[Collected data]
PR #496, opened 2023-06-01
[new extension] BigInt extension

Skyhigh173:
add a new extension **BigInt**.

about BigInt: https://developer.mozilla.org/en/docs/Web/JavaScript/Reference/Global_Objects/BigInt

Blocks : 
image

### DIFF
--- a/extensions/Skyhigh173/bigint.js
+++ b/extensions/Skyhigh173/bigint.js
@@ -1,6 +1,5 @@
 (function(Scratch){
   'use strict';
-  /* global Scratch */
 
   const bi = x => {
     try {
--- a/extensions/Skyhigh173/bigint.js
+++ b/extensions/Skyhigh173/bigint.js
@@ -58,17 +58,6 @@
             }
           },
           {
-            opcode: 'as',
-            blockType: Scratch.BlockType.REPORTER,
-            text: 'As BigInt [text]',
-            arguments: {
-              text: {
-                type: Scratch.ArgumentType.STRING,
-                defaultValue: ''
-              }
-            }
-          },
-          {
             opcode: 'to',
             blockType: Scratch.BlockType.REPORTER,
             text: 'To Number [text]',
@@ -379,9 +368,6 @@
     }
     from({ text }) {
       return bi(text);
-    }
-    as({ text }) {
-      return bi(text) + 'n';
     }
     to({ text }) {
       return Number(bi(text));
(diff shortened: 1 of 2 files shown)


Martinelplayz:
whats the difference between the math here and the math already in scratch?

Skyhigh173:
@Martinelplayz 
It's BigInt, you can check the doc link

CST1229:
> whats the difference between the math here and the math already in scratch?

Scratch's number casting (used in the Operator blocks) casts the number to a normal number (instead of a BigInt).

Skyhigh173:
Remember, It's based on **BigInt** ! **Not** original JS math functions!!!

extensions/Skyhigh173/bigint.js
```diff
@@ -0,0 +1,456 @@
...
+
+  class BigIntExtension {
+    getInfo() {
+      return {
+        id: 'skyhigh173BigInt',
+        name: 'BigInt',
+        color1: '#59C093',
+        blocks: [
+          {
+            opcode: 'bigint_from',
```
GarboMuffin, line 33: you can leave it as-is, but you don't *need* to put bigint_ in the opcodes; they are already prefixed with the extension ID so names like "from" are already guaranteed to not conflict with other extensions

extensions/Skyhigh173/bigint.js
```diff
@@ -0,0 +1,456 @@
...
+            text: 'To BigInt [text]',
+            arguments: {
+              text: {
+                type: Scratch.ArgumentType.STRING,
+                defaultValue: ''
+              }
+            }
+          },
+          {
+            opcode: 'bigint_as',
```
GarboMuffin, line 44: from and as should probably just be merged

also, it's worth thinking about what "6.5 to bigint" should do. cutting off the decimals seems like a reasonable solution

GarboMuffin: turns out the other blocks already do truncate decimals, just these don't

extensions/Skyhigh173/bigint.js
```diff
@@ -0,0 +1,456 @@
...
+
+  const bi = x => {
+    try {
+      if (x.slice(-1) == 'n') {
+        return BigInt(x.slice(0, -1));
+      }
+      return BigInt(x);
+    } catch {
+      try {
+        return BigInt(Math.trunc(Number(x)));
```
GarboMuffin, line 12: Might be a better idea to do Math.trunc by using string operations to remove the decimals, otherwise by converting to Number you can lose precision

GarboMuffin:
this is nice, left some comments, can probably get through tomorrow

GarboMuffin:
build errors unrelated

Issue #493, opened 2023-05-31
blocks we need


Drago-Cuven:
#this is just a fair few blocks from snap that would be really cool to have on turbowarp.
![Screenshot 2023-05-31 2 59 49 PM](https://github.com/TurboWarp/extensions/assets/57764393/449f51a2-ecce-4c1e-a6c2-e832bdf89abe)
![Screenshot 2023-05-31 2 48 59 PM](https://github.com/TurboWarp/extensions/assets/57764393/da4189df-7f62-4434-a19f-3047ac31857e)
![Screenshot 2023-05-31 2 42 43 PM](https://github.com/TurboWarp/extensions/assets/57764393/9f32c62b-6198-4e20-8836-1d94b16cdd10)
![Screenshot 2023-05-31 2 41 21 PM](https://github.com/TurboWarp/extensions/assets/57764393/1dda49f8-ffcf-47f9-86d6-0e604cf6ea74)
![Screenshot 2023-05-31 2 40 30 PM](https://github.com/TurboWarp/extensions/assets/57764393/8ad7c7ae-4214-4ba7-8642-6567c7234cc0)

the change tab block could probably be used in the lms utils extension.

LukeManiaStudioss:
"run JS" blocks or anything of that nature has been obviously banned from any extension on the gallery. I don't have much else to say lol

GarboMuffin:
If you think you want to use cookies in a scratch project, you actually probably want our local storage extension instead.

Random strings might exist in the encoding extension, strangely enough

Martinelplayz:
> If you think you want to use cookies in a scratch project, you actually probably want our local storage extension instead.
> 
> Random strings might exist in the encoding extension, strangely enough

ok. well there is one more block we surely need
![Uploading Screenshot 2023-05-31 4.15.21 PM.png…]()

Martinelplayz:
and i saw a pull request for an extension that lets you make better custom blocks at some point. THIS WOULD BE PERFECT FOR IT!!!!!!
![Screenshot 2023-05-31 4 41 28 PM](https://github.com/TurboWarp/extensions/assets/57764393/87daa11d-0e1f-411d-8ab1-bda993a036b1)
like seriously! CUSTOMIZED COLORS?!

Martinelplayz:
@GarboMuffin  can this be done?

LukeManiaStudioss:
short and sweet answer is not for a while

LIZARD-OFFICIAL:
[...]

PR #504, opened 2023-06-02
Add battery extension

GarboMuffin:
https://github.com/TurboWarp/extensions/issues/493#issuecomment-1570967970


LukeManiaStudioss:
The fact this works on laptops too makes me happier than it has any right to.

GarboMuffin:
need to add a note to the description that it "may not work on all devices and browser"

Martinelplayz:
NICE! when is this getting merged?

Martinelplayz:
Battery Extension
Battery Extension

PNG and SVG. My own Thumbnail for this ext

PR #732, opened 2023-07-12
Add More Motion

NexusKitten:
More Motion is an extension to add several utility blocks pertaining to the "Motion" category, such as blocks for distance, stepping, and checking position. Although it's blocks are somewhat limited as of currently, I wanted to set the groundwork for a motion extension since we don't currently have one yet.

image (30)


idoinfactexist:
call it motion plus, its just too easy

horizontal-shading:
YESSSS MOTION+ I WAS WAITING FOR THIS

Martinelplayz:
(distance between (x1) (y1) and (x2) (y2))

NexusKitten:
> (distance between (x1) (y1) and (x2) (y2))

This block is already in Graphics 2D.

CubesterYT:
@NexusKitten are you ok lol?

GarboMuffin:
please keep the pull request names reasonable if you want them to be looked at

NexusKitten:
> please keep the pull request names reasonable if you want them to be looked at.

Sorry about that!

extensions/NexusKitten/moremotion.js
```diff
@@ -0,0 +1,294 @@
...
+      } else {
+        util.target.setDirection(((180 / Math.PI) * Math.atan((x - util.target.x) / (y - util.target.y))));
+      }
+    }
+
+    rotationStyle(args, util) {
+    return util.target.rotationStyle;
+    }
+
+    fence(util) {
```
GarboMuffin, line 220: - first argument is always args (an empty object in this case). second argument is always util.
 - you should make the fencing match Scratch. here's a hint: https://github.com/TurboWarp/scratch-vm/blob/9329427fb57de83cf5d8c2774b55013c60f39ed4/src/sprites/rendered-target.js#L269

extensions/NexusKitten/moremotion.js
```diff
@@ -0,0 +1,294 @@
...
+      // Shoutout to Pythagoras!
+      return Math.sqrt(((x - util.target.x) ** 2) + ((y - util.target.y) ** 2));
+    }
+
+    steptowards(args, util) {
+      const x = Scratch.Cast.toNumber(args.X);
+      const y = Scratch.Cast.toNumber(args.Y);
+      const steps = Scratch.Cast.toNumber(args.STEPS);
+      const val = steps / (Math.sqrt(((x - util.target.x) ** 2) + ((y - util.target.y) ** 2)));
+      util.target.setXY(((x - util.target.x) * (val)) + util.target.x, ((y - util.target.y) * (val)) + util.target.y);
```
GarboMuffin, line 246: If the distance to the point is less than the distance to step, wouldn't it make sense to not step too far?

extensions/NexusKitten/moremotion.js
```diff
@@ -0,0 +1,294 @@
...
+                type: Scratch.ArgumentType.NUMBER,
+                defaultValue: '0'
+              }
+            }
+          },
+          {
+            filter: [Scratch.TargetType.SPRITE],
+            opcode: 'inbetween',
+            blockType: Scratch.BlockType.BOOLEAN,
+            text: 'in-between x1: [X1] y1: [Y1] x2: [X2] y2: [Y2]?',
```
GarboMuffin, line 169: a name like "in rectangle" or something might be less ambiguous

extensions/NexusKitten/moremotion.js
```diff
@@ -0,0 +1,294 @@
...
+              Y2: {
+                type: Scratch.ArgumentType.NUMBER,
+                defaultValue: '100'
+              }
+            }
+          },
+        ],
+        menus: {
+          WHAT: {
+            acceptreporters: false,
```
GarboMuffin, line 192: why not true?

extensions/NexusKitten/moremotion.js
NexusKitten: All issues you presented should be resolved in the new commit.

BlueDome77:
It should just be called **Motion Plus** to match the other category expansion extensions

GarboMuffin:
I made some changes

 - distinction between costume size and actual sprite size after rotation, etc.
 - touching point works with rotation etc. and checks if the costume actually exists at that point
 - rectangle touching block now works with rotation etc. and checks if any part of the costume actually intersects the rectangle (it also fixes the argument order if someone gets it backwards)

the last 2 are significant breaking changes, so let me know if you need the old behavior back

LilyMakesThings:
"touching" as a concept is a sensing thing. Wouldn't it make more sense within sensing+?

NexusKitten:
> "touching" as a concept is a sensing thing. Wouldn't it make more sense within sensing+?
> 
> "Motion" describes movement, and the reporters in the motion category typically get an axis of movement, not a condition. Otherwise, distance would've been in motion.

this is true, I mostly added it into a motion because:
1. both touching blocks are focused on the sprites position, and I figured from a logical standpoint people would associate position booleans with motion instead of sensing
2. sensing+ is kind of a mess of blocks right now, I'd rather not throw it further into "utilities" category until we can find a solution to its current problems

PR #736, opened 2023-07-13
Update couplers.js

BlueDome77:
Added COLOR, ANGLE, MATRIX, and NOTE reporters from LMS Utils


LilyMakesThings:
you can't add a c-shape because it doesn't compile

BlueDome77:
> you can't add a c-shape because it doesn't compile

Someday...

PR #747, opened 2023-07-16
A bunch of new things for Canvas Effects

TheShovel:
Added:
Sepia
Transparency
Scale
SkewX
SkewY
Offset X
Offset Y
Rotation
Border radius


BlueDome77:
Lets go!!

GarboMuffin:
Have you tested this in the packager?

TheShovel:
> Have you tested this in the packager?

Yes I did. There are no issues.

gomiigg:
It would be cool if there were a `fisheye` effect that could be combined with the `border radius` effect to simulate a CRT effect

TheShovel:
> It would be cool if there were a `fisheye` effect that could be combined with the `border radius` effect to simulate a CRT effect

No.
---
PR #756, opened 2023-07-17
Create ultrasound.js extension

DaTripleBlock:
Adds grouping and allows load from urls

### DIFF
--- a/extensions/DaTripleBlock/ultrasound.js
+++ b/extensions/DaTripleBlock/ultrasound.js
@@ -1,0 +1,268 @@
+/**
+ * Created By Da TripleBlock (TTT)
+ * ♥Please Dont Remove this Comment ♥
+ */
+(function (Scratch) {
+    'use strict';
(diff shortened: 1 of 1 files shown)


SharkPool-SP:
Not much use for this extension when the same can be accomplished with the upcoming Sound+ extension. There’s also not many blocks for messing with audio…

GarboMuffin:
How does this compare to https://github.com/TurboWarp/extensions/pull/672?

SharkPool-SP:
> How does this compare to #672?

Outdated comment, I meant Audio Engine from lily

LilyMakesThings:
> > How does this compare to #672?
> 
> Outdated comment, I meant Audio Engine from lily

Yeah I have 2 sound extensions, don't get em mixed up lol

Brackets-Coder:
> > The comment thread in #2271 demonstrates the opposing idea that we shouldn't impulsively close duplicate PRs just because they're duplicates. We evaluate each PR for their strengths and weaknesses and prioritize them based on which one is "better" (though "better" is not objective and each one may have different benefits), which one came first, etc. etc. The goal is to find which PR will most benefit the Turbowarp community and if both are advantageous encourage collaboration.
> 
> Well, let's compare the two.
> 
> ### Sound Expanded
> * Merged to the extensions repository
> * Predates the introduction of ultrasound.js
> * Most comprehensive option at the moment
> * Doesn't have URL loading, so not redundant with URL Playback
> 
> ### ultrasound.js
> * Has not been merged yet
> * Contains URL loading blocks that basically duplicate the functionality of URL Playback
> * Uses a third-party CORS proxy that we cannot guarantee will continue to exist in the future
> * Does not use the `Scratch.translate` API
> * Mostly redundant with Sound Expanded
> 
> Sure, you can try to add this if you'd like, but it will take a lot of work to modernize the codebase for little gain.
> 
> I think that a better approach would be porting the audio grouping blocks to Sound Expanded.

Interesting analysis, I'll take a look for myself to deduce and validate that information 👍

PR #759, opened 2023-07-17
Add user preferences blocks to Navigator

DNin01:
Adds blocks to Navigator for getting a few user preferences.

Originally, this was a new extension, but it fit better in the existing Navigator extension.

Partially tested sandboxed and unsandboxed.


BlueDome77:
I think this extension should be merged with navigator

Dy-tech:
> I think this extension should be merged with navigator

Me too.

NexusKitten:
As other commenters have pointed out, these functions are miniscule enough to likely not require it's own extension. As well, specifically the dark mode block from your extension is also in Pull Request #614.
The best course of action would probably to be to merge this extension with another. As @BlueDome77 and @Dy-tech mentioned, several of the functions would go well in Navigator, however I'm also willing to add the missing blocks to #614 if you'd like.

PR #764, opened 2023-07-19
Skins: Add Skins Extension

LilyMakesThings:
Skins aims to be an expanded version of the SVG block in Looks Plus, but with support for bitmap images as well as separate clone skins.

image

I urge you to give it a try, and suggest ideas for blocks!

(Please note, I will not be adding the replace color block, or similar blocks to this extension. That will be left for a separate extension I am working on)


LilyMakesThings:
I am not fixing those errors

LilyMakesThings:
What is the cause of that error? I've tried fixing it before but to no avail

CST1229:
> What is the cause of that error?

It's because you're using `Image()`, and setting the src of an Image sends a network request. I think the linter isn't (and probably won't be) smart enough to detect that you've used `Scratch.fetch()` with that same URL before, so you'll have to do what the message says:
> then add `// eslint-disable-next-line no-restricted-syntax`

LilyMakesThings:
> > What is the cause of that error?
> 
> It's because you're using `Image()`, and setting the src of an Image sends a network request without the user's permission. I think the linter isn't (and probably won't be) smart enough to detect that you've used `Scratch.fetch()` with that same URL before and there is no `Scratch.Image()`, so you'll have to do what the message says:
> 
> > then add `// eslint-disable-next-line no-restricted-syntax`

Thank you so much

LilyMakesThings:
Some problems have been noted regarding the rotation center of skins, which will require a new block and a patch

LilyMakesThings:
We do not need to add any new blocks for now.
---
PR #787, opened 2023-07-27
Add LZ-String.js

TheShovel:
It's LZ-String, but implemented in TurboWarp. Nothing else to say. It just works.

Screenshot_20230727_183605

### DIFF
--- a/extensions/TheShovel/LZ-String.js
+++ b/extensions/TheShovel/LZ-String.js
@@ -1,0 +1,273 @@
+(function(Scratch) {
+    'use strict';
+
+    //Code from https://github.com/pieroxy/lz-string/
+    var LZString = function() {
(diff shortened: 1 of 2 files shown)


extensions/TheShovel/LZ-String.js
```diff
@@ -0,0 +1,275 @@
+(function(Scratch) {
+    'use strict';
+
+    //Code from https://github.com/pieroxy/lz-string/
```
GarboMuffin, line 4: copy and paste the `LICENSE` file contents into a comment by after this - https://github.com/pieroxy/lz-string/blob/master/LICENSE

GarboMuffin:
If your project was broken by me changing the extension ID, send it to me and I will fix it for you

YOUR OBJECTIVE = How many of the lines above include the word "position"? State that number and nothing else.

YOUR SOLUTION = 2